PR #5628, opened 2019-08-21
pytest not found in azure-cli Fix #5626

### LINKED ISSUE #5626: pytest not found in azure-cli
`git clone https://github.com/azure/azure-cli`

Open workspace
Create 3.7 virtual env, do not install requirements.txt (clear that textbox)
`pip install azdev`
from command line, activate virtual env and: `azdev setup -c`

Enable pytest:

2176 tests discovered

Execution is broken. Testcase not found.
```
[8/20/2019 1:19:22.333 PM Error] Testcase not found for test result: <testcase classname="azure.cli.command_modules.billing.tests.latest.test_billing_commands.AzureBillingServiceScenarioTest" file="azure\cli\command_modules\billing\tests\latest\test_billing_commands.py" line="40" name="test_get_latest_invoice" time="0.893"></testcase>
```

What I've tried for pythonsettings.json
```
{
  "Interpreter": "env\\Scripts\\python.exe",
  "TestFramework": "pytest",
  "SearchPaths": [
    "src\\azure-cli",
    "src\\azure-cli-command_modules-nspkg",
    "src\\azure-cli-core",
    "src\\azure-cli-nspkg",
    "src\\azure-cli-telemetry",
    "src\\azure-cli-testsdk"
  ]
}
```

bschnurr:
Issues: Pytest execute will search up the parent folders for a config .ini file which will change the rootdir from the project to the subfolder.  This will cause a mismatch between discovered test filepaths and results.

now force both disocvery  and execution to set the rootdir so that .ini location wont override it.

also note it appears the user can't set the rootdir from inside the .ini file
ie
 addopt = --rootdir=XXX
 or
 rootdir = XXX

both appear to have no effect so it should be safe to force it to be the project/workspace location.

Users can still set "testpaths = testing" to optimize the search but the paths will be relative to the project/workspace dir from now on.

https://docs.pytest.org/en/2.8.7/customize.html

### DIFF
--- a/Python/Product/TestAdapter.Executor/Services/ExecutorService.cs
+++ b/Python/Product/TestAdapter.Executor/Services/ExecutorService.cs
@@ -84,7 +84,7 @@ namespace Microsoft.PythonTools.TestAdapter.Services {
 
         }
 
-        public string[] GetArguments(IEnumerable<TestCase> tests, string outputfile, string coveragePath) {
+        public string[] GetArguments(IEnumerable<TestCase> tests, string outputfile, string coveragePath, PythonProjectSettings settings) {
             var arguments = new List<string> {
                 TestLauncherPath,
                 _projectSettings.WorkingDirectory,
@@ -113,6 +113,7 @@ namespace Microsoft.PythonTools.TestAdapter.Services {
 
             // output results to xml file
             arguments.Add(String.Format("--junitxml={0}", outputfile));
+            arguments.Add(String.Format("--rootdir={0}", settings.ProjectHome));
 
             return arguments.ToArray();
         }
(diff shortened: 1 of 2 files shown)


Python/Product/TestAdapter.Executor/Services/ExecutorService.cs
```diff
@@ -84,7 +84,7 @@ sealed class TestRedirector : Redirector {
 
         }
 
-        public string[] GetArguments(IEnumerable<TestCase> tests, string outputfile, string coveragePath) {
+        public string[] GetArguments(IEnumerable<TestCase> tests, string outputfile, string coveragePath, PythonProjectSettings settings) {
```
huguesv: You already have access to `_projectSettings` so no need to add it as a parameter to this method?

bschnurr: since we are removing pytest from this class I thought it best to pass it in

PR #5699, opened 2019-09-04
add env activate before test discovery and execution

### LINKED ISSUE #5289: Run unit test does not activate conda environment - ImportError
Set your project environment to latest Anaconda

Add this code to a unit test:
```
import scipy
```

From Test Explorer, Run unit test

Result:
ImportError: DLL load failed: The specified module could not be found

Note that if you run the test file using F5, it activate the environment and succeeds loading scipy.

bschnurr:
Run unit test does not activate conda environment - ImportError  Fix  #5289

### DIFF
--- a/Python/Product/PythonTools/PythonTools/Extensions.cs
+++ b/Python/Product/PythonTools/PythonTools/Extensions.cs
@@ -236,100 +236,6 @@ namespace Microsoft.PythonTools {
             }
         }
 
-        /// <summary>
-        /// Get the items present in the project
-        /// </summary>
-        public static IEnumerable<string> GetProjectItems(this IVsProject project) {
-            Debug.Assert(project != null, "Project is not null");
-
-            // Each item in VS OM is IVSHierarchy. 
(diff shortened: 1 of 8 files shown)


Python/Product/PythonTools/PythonTools/Extensions.cs
```diff
@@ -236,100 +236,6 @@ static class Extensions {
             }
         }
 
-        /// <summary>
```
bschnurr: removing duplicate old code. this was moved into TestAdapter.Executor

Python/Product/PythonTools/PythonToolsService.cs
```diff
@@ -661,52 +661,7 @@ public sealed class PythonToolsService : IDisposable {
         #endregion
 
         internal Dictionary<string, string> GetFullEnvironment(LaunchConfiguration config) {
```
bschnurr: moved this code below into a new function which gets environmental variables by calling activate

PR #5708, opened 2019-09-06
Add support for profiling on Python 3.8.

### LINKED ISSUE #5341: Null argument error when selecting other interpeter in profiling dialog
Start VS
Launch Python profiling dialog
Select "Other" interpreter
Put path to python.exe from Python 2.7
Put full path to script pystone.py
Press OK

image

Result: null path error

This is a regression in the code that checks to activate conda environment.

### LINKED ISSUE #5683: Support profiling on Python 3.8
```
  File "c:\users\huvalo\appdata\local\microsoft\visualstudio\16.0_b2fdd7deexp\extensions\microsoft corporation\python - profiling\16.0.0\proflaun.py", line 35, in <module>
    vspyprof.profile(__file__, globals(), locals(), profdll)
  File "c:\users\huvalo\appdata\local\microsoft\visualstudio\16.0_b2fdd7deexp\extensions\microsoft corporation\python - profiling\16.0.0\vspyprof.py", line 74, in profile
    raise NotImplementedError("Profiling is currently not supported for " + sys.version)
NotImplementedError: Profiling is currently not supported for 3.8.0b3 (tags/v3.8.0b3:4336222, Jul 29 2019, 16:33:20) [MSC v.1916 32 bit (Intel)]
Press any key to continue . . .
```

huguesv:
Fix #5683 
Fix #5341

I added version specific project profiling tests, to ensure that Python 2.7...3.8 are covered (and the 3.8 test fails without my changes)

image

### DIFF
--- a/Python/Product/VsPyProf/python.h
+++ b/Python/Product/VsPyProf/python.h
@@ -30,7 +30,8 @@ enum PythonVersion {
     PythonVersion_34 = 0x0304,
     PythonVersion_35 = 0x0305,
     PythonVersion_36 = 0x0306,
-    PythonVersion_37 = 0x0307
+    PythonVersion_37 = 0x0307,
+    PythonVersion_38 = 0x0308
 };
 
 typedef const char* (GetVersionFunc)();
@@ -57,6 +58,7 @@ static PythonVersion GetPythonVersion(HMODULE hMod) {
                 case '5': return PythonVersion_35;
                 case '6': return PythonVersion_36;
                 case '7': return PythonVersion_37;
+                case '8': return PythonVersion_38;
                 }
             }
         }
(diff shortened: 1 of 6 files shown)


Python/Product/VsPyProf/python.h
```diff
@@ -231,15 +233,47 @@ class PyCodeObject37 : public PyObject {
...
+// 3.8
+class PyCodeObject38 : public PyObject {
+public:
+    int co_argcount;            /* #arguments, except *args */
+    int co_posonlyargcount;     /* #positional only arguments */
+    int co_kwonlyargcount;      /* #keyword only arguments */
+    int co_nlocals;             /* #local variables */
+    int co_stacksize;           /* #entries needed for evaluation stack */
+    int co_flags;               /* CO_..., see below */
+    int co_firstlineno;         /* first source line number */
```
bschnurr: shouldn't we initialize all these pointers below to null?

Python/Product/VsPyProf/python.h
```diff
@@ -231,15 +233,47 @@ class PyCodeObject37 : public PyObject {
...
-        return version >= PythonVersion_37;
+        return version == PythonVersion_37;
+    }
+};
+
+// 3.8
+class PyCodeObject38 : public PyObject {
+public:
+    int co_argcount;            /* #arguments, except *args */
+    int co_posonlyargcount;     /* #positional only arguments */
```
huguesv: @RaymonGulati1 fyi this `co_posonlyargcount` is new in 3.8

Python/Product/VsPyProf/python.h
bschnurr: in PythonApi.cpp I see null checking but these could be pointing to garbage

  argNames = (PyTupleObject*)((PyCodeObject25_27*)codeObj)->co_varnames;

if (argCount != 0 && argNames && argNames->ob_type == PyTuple_Type) {

huguesv: no, we never instantiate this, we only need the structure of the class so we can offset correctly into existing objects in memory

bschnurr: or is there some kind of special allocator for these?

PR #5721, opened 2019-09-11
Unable to cancel a running pytest Fix #5542

### LINKED ISSUE #5542: Unable to cancel a running pytest
**Describe the bug**
Currently hitting cancel still waits for the current pytest run to finish.

We support cancelling in between running project test groups but we need to also be able kill the running pytest process.

bschnurr:
- This is just a force process kill for now
- Added the same cancel test that unittest has


huguesv:
Either connect this to an issue or remember to close it manually when you merge.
::::::::::
Work instructions:
Exactly reproduce the lines of the entries above, from the one containing "- Added the" to the very last, and no others.

Result of this exercise:
- Added the same cancel test that unittest has


huguesv:
Either connect this to an issue or remember to close it manually when you merge.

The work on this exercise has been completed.